Ook in 1921 was het droog, misschien nog wel droger dan nu. Volgens klimaatonderzoeker Gerard van der Schrier was de droogte zelfs 'de ergste ooit gemeten in Europa'. Door een hogedrukgebied dat maar boven de Britse eilanden bleef hangen, gingen regenwolken alle kanten op en bleef het in Europa droog. Vooral in de driehoek Brussel - Parijs - Lyon, maar ook verder naar het oosten, in Rusland en Oekraïne. Met dramatische gevolgen.
Geen drinkwater kwam niet meer uit de kraan maar moest per tram worden aangevoerd in Purmerend. Water op de bon in Friesland, voor maar liefst 5 cent per emmer (zeg 35 eurocent nu). Zonder politiebewaking bij het uitdelen van water dreigden misstanden. Overal in Europa natuurbranden, ook in Nederland. Omdat het ook in de herfst van 1920 weinig had geregend, berichtten de kranten al in de vroege zomer over mislukkende oogsten in België en Frankrijk, vertelt Gerard van der Schrier van het KNMI in de Volkskrant. Hij schreef een artikel over de Grote Droogte in het blad Climate of the Past.

Een nog grotere ramp speelde zich af in Rusland en Oekraïne. Ook daar was er te weinig neerslag en mislukten de oogsten. Maar die problemen kwamen bovenop de gevolgen van de Russische revolutie en de daarop volgende burgeroorlog. Van de kleine oogsten confisqueerde de overheid grote hoeveelheden voedsel voor het leger, waardoor er op het platteland nog minder te eten was. Een hongersnood, die miljoenen mensen het leven kostte en miljoenen anderen op de vlucht joeg, was het gevolg.

In Nederland bleef het bij 'dorstig vee op de oostelijke zandgronden'. Kuilen graven in de 'lage beddingen der stroompjes' hielp ook al niet, en aangezien er bovendien ook nog eens weinig gras en hooi was besloten veel boeren hun dieren voortijdig te laten slachten. Het gevolg: veel goedkoop vlees, maar hoge prijzen voor plantaardig voedsel.

Het leven was moeilijk voor Nederlanders die door de droogte toch al slecht verdienden. Zoals de zoetwatervissers (geen vis door watertekort) en de binnenvaartschippers (te lage waterstanden om te varen). Honderden schepen lagen werkeloos in de Groningse en Drentse veenkoloniën en eind oktober was de stand in de Rijn tussen Arnhem en Pannerden zó laag dat zelfs lege schepen er niet meer konden varen.

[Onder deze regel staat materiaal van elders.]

PR #29, opened 2026-01-21
feat(auth): add automatic token refresh using refresh_token

BYK:
## Summary

Implements transparent OAuth token refresh so users stay authenticated indefinitely without manual re-login (unless the refresh token is revoked).

## Changes

- **Proactive refresh**: Token is automatically refreshed when <10% of lifetime remains
- **Reactive refresh**: On 401 API response, forces token refresh and retries request once
- **Concurrency protection**: Multiple simultaneous requests share a single refresh operation
- **Graceful degradation**: On refresh failure, auth is cleared and user is prompted to re-login
- **Manual refresh command**: `sentry auth refresh` for testing/debugging (`--force`, `--json` flags)
- **Status display**: `sentry auth status` now shows auto-refresh enabled/disabled

## API Design

```typescript
// refreshToken() with options object
type RefreshTokenOptions = { force?: boolean };
type RefreshTokenResult = { token, refreshed, expiresAt?, expiresIn? };

refreshToken()                    // Refresh if <10% lifetime remaining
refreshToken({ force: true })     // Always refresh (used by 401 handler)
```

## Files Changed

| File | Changes |
|------|---------|
| `src/lib/config.ts` | New `refreshToken({ force })` API with rich result object |
| `src/lib/api-client.ts` | Uses `refreshToken()` + 401 handler with `{ force: true }` |
| `src/lib/oauth.ts` | Added `refreshAccessToken()` (RFC 6749 Section 6) |
| `src/lib/formatters/human.ts` | Added `formatDuration()` helper |
| `src/types/config.ts` | Added `issuedAt` field to track token lifetime |
| `src/commands/auth/refresh.ts` | Manual refresh command |
| `src/commands/auth/status.ts` | Shows auto-refresh status |
| `test/lib/api-client.test.ts` | Tests for 401 retry with force refresh |

## Usage

Token refresh happens automatically - no user action needed!

```bash
# View auth status (shows auto-refresh enabled/disabled)
sentry auth status

# Manually trigger refresh (for testing)
sentry auth refresh

# Force refresh even if token is still valid
sentry auth refresh --force
```

## Testing

```bash
bun test test/lib/api-client.test.ts
bun test test/lib/config.test.ts
```

### DIFF
--- a/test/e2e/auth.test.ts
+++ b/test/e2e/auth.test.ts
@@ -82,20 +82,24 @@ describe("sentry auth status", () => {
 });
 
 describe("sentry auth login --token", () => {
-  test("stores valid API token", async () => {
-    const result = await runCli(["auth", "login", "--token", TEST_TOKEN], {
-      env: { SENTRY_CLI_CONFIG_DIR: testConfigDir },
-    });
+  test(
+    "stores valid API token",
+    async () => {
+      const result = await runCli(["auth", "login", "--token", TEST_TOKEN], {
+        env: { SENTRY_CLI_CONFIG_DIR: testConfigDir },
+      });
 
-    expect(result.stdout).toContain("Authenticated");
-    expect(result.exitCode).toBe(0);
+      expect(result.stdout).toContain("Authenticated");
+      expect(result.exitCode).toBe(0);
 
-    // Verify token was stored
-    const statusResult = await runCli(["auth", "status"], {
-      env: { SENTRY_CLI_CONFIG_DIR: testConfigDir },
-    });
-    expect(statusResult.stdout).toContain("Authenticated");
-  });
+      // Verify token was stored
+      const statusResult = await runCli(["auth", "status"], {
+        env: { SENTRY_CLI_CONFIG_DIR: testConfigDir },
+      });
+      expect(statusResult.stdout).toContain("Authenticated");
+    },
+    { timeout: 15_000 }
+  );
 
   test("rejects invalid token", async () => {
     const result = await runCli(


src/commands/auth/refresh.ts
```diff
@@ -0,0 +1,152 @@
...
+          "Run 'sentry auth login' to authenticate with OAuth and enable auto-refresh."
+      );
+    }
+
+    // Check if refresh is needed (unless --force)
+    if (!flags.force && config.auth.expiresAt) {
+      const remainingMs = config.auth.expiresAt - Date.now();
+      const remainingMinutes = Math.floor(remainingMs / 60_000);
+
+      // Only skip refresh if token has >5 minutes remaining
```
BYK: I thought we agreed to refresh the token when there's less than 10% of its total life is left. Why the logic change here?

src/commands/auth/refresh.ts
```diff
@@ -0,0 +1,152 @@
...
+          );
+        }
+        return;
+      }
+    }
+
+    // Perform refresh
+    const tokenResponse = await refreshAccessToken(config.auth.refreshToken);
+
+    // Store new tokens (server may rotate refresh token)
```
BYK: Server _does_ rotate the refresh tokens. Comment is redundant or a bit misleading.

src/lib/api-client.ts
```diff
@@ -95,6 +100,34 @@ async function createApiClient(): Promise<KyInstance> {
...
+        async (request, options, response) => {
+          // On 401, try refreshing token and retry once
+          if (response.status === 401 && !hasAttemptedRefreshRetry) {
+            hasAttemptedRefreshRetry = true;
+            try {
+              // Get a fresh token (will trigger refresh if needed)
+              const newToken = await getValidAuthToken();
+
+              // Retry the request with the new token
+              return ky(request.url, {
```
BYK: Don't know what `ky` is but it surely is a non-descriptive name. Can we do better?

test/lib/token-refresh.test.ts
```diff
@@ -0,0 +1,182 @@
...
+      },
+    });
+
+    try {
+      await getValidAuthToken();
+      expect.unreachable("Should have thrown AuthError");
+    } catch (err) {
+      expect(err).toBeInstanceOf(AuthError);
+      expect((err as Error).message).toMatch(/no refresh token/i);
+    }
```
BYK: Why not `expect(getValidAuthToken()).rejects.toThrow()` like above?

test/lib/token-refresh.test.ts
```diff
@@ -0,0 +1,182 @@
...
+        token: "needs-refresh",
+        issuedAt: now - lifetime + remaining,
+        expiresAt: now + remaining,
+        refreshToken: "refresh-token",
+      },
+    });
+
+    // This would attempt refresh if refreshAccessToken wasn't mocked
+    // Since it's not mocked, this will fail to refresh, but proves the threshold triggers
+    await expect(getValidAuthToken()).rejects.toThrow();
```
BYK: Can we mock and ensure the refresh flow runs?

src/lib/api-client.ts
```diff
@@ -95,6 +95,29 @@ async function createApiClient(): Promise<KyInstance> {
...
+                headers: retryHeaders,
+                retry: 0,
+              });
+            } catch {
+              return response;
+            }
+          }
+          return response;
+        },
+      ],
```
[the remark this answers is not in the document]
BYK: Fixed in ada77e3. 

Refactored `getValidAuthToken()` to `refreshToken({ force?: boolean })`. The 401 handler now calls `refreshToken({ force: true })` which bypasses the threshold check and always performs a refresh when the server rejects a token.

Added test coverage for the force refresh behavior.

Toen het in 1922 wel weer 'normaal' regende, was de ellende nog niet voorbij. "Door de droogte waren in Friesland veendijken uitgedroogd, en toen het water weer hoger kwam te staan, spoelden die weg. Iets vergelijkbaars hebben we in 2003 in Wilnis gezien. Daar spoelde ook een dijk weg na een lange tijd van droogte." Schrier besluit: "dat is de reden dat we dit soort onderzoek doen: om te kijken welke gevolgen extreem weer kan hebben, zodat we ons daar in de toekomst op kunnen voorbereiden, bijvoorbeeld door dijken in de gaten te houden."

Er zijn ook mensen die optimistisch zijn over 1921. Volgens hen is de huidige klimaatramp het gevolg van eindtijdpsychose. Met die gedachte probeerde vandaag de Belgische VRT af te rekenen: de uitstoot van mensen maakt net dat verschil dat de koolstofconcentratie in de atmosfeer een betere verklaring laat zijn voor structurele warmte en droogte dan de uitschieter van 1921 .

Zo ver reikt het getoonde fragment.